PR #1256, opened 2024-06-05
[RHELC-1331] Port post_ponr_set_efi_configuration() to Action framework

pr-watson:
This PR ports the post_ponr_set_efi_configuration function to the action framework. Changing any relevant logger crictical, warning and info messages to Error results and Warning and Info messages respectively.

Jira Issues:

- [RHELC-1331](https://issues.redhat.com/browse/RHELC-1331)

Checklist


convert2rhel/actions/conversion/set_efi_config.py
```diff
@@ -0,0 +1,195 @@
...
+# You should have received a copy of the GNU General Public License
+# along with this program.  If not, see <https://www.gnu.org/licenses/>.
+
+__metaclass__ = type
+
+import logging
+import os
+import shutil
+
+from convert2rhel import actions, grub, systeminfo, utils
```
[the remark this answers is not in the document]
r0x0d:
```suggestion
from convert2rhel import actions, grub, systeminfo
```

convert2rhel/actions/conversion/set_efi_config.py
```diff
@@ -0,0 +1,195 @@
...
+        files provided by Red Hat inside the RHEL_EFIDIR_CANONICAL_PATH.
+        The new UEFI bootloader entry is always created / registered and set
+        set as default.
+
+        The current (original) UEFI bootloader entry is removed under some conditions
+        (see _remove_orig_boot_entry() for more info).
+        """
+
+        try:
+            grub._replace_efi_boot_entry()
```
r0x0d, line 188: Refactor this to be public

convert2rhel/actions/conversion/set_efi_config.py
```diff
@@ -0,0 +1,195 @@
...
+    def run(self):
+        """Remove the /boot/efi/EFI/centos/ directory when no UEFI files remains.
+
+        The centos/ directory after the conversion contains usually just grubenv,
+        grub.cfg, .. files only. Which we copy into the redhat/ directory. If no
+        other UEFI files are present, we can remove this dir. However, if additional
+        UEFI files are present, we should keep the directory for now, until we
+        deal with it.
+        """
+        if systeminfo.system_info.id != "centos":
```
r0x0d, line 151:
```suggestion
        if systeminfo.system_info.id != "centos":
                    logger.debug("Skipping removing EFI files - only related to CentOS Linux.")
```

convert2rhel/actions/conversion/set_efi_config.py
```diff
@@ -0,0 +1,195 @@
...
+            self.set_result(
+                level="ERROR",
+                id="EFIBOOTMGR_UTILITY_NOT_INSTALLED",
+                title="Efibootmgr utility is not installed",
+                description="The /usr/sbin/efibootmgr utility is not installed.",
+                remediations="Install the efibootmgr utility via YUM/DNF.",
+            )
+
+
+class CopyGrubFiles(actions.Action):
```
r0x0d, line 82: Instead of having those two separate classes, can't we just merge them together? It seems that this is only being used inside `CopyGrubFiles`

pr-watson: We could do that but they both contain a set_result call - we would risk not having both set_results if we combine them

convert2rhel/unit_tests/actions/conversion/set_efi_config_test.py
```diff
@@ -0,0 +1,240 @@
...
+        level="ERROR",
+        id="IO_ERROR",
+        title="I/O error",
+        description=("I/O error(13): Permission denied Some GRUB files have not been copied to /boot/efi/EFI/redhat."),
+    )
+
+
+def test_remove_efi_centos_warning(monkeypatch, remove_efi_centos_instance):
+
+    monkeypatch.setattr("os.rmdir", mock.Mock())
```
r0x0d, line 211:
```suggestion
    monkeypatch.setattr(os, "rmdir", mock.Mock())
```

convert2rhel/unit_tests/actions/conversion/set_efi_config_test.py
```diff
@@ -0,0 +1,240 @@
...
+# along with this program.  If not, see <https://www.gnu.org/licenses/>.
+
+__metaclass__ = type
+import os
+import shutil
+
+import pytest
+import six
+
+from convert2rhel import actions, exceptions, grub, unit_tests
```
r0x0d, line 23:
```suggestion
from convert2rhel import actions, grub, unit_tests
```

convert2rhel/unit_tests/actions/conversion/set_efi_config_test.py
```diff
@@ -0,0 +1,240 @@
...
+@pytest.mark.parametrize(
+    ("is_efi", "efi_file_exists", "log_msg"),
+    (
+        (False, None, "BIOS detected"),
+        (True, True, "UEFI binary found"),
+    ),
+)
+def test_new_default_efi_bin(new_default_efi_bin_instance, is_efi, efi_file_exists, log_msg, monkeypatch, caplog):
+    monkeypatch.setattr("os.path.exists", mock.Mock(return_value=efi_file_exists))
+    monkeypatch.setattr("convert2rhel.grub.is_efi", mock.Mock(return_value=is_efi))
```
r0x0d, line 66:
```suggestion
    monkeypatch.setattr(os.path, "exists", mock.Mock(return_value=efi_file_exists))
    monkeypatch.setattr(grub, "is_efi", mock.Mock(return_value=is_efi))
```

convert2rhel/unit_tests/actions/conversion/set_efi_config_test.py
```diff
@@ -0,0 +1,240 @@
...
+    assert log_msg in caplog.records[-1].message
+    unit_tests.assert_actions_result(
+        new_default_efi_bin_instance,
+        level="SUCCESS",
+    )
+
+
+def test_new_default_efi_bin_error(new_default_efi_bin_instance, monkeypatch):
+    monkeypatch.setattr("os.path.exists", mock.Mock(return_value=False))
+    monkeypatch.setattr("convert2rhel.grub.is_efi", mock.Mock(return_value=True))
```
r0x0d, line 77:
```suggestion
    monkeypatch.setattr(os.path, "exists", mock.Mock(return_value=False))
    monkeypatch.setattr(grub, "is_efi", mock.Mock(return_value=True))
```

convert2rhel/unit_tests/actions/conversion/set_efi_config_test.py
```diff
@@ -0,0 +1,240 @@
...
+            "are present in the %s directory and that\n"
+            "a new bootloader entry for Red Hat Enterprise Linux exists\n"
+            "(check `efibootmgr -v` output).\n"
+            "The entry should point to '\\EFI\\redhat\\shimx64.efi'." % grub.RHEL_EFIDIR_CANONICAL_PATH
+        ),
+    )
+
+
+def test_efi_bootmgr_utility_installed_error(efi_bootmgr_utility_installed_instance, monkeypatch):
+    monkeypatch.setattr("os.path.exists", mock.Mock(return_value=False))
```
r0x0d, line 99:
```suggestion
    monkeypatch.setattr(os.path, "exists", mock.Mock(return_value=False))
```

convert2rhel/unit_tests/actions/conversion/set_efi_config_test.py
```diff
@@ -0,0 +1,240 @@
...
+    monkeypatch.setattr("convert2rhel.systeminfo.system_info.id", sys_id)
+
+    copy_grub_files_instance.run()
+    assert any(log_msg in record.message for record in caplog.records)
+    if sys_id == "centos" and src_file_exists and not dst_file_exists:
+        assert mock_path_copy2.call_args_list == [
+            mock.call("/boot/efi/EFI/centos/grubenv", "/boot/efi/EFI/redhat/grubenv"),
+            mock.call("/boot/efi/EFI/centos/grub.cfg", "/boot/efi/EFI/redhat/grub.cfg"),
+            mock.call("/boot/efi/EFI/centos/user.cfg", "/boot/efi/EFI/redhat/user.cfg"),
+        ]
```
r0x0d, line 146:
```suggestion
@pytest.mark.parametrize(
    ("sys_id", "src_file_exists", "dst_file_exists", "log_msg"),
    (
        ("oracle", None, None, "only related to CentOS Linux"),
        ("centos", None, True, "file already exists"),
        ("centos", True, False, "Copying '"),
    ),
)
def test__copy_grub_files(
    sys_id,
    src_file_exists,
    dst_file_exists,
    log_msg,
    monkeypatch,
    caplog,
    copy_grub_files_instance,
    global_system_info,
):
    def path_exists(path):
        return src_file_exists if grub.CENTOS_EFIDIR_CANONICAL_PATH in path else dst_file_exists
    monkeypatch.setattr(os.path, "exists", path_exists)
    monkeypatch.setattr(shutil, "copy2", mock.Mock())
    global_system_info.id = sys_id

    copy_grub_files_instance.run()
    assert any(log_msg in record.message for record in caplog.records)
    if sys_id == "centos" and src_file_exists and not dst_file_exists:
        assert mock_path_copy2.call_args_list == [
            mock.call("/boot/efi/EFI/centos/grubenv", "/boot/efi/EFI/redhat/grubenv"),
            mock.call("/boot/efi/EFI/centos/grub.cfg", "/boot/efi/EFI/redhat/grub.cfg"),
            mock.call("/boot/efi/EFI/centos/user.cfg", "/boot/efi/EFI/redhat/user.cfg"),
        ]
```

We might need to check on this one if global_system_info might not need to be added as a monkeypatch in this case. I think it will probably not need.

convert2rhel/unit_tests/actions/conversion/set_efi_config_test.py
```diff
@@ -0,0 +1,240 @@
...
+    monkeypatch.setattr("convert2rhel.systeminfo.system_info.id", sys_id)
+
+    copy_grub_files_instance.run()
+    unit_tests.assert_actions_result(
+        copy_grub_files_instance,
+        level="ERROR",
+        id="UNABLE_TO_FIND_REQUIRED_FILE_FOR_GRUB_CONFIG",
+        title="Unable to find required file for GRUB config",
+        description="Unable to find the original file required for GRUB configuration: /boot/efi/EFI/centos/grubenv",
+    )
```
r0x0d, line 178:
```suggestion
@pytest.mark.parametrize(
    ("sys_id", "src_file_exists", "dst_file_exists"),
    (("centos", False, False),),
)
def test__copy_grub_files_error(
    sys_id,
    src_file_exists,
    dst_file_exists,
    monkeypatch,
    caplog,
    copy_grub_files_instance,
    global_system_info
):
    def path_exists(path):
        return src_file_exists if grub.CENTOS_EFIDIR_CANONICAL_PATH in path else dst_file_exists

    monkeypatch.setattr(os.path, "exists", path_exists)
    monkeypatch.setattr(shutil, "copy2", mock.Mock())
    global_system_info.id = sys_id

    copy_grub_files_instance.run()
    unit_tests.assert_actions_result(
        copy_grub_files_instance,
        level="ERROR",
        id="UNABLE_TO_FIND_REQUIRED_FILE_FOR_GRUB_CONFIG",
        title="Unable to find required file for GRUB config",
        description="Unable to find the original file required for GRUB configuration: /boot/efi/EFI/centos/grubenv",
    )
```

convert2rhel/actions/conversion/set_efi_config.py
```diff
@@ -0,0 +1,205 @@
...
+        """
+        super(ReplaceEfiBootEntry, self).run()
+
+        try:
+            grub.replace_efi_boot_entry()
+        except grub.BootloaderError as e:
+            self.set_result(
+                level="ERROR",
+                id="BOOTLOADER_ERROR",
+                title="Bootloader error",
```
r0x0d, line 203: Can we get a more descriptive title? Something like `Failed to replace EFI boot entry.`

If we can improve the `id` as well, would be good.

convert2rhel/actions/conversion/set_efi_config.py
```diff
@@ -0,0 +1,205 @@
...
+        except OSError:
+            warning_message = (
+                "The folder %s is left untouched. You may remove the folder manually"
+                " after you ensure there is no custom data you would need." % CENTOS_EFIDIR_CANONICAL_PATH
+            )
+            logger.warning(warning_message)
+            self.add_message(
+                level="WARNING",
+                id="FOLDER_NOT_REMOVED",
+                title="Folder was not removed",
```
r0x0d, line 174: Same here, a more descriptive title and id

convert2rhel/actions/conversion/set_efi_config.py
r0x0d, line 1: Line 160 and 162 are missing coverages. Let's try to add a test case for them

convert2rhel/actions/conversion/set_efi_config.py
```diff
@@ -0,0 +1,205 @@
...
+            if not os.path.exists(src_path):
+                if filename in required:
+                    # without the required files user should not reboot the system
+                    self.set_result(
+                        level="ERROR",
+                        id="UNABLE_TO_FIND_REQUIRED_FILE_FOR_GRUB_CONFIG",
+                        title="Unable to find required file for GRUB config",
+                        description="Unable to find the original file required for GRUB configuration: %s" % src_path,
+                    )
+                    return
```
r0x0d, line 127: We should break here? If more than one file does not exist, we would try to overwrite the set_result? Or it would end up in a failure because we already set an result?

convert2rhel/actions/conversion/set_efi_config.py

## [How to complete this task]
Only lines that include "systeminfo" belong in the answer; copy all of them from the listing.

## [Your response]
+from convert2rhel import actions, grub, systeminfo, utils
from convert2rhel import actions, grub, systeminfo
+        if systeminfo.system_info.id != "centos":
        if systeminfo.system_info.id != "centos":
+    monkeypatch.setattr("convert2rhel.systeminfo.system_info.id", sys_id)
+    monkeypatch.setattr("convert2rhel.systeminfo.system_info.id", sys_id)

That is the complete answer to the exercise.